Work request:
Your task is to copy each line of the records that includes the string "dist".

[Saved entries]
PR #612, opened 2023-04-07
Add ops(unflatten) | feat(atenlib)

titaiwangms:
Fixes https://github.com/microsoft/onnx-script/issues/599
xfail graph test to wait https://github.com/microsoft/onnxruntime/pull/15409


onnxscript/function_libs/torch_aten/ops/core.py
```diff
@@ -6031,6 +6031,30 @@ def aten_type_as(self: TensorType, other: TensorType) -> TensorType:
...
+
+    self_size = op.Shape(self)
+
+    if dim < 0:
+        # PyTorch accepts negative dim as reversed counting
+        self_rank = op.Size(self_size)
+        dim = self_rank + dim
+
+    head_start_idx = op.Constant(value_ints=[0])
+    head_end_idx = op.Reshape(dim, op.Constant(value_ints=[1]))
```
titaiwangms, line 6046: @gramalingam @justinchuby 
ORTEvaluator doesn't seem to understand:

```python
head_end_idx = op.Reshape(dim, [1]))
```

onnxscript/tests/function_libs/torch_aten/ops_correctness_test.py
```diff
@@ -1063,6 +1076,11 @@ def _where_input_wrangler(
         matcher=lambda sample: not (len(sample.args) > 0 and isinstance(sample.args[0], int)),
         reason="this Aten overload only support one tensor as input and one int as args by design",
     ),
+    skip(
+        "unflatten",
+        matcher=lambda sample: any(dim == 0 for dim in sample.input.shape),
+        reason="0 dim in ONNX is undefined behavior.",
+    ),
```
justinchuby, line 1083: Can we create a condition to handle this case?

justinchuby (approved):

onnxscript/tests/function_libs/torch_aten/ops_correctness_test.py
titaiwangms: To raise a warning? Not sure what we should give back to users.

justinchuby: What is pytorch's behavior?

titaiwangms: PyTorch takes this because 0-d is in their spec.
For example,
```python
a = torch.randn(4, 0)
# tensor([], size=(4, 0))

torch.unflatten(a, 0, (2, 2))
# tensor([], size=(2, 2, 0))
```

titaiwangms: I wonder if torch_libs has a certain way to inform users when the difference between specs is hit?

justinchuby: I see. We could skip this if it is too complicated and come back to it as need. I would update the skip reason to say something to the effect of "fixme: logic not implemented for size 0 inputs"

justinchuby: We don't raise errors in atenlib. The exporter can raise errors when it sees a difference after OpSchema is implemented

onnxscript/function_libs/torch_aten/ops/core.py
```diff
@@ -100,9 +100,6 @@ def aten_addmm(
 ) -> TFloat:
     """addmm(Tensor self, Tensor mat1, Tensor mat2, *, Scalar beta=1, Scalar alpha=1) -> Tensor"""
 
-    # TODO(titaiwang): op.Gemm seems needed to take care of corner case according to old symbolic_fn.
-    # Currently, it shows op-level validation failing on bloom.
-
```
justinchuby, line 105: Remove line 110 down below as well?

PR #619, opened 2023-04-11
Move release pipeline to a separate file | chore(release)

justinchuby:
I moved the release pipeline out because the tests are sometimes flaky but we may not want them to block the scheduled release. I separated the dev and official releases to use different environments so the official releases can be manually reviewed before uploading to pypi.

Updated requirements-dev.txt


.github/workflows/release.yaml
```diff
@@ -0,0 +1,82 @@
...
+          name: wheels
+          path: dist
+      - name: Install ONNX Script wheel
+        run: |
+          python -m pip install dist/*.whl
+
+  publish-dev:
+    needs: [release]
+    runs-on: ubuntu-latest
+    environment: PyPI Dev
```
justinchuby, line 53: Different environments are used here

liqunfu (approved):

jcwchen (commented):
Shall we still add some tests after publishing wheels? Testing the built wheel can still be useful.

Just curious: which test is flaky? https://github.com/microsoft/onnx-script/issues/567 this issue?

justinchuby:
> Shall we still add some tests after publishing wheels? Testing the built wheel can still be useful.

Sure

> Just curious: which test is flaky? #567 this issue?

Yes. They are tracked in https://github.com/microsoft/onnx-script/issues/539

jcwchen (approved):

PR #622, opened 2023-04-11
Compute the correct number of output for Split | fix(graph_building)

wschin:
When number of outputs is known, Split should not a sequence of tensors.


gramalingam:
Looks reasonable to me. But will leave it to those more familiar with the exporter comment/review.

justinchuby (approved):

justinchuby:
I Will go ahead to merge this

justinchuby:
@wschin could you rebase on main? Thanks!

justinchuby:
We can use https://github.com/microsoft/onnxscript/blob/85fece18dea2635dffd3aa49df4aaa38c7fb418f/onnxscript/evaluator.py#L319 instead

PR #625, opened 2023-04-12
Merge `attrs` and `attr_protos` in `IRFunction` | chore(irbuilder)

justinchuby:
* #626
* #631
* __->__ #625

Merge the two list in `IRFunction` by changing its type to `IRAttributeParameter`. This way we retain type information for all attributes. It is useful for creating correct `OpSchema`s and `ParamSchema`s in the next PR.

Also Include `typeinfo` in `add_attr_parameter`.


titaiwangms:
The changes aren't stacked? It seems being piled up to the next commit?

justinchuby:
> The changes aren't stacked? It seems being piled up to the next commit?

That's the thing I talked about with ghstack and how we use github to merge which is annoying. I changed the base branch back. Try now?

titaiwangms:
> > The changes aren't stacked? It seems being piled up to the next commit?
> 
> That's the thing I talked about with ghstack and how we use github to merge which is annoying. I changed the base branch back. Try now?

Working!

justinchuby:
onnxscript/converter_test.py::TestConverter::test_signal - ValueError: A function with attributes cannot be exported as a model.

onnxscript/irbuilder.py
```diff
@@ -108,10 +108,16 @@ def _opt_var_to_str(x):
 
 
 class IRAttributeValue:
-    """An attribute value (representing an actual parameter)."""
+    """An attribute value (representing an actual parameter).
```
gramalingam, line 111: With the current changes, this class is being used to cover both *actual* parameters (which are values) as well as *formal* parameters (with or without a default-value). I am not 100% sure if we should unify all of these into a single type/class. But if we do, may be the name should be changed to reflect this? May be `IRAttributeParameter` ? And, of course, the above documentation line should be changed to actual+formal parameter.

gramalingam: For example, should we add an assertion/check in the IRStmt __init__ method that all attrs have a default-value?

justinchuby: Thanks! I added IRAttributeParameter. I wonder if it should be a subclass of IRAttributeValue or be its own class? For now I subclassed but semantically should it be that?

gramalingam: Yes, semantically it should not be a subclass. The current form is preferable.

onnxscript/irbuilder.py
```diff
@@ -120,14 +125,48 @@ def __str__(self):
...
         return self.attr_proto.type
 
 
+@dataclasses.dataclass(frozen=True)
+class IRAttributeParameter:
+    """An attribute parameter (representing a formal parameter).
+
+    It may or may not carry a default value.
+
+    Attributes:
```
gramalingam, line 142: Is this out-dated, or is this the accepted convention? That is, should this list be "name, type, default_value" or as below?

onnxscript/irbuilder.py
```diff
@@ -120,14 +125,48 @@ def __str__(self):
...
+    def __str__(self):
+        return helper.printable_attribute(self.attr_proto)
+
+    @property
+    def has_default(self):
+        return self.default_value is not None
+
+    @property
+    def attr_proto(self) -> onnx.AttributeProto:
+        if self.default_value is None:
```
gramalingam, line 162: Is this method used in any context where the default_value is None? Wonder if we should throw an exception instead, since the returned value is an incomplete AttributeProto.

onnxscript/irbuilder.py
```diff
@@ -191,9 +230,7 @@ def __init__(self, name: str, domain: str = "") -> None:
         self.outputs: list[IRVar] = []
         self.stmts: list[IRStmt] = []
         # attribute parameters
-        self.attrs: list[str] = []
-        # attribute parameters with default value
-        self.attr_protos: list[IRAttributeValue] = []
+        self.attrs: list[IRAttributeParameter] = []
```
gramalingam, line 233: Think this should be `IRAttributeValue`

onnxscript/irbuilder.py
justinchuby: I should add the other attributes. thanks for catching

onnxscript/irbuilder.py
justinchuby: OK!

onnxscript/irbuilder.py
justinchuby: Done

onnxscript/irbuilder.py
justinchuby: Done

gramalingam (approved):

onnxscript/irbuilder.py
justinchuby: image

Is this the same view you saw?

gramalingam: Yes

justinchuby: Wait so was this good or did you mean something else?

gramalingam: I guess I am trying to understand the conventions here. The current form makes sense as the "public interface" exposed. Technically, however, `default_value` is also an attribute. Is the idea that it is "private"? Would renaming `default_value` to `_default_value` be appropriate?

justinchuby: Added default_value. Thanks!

Exercise result:
+          path: dist
+          python -m pip install dist/*.whl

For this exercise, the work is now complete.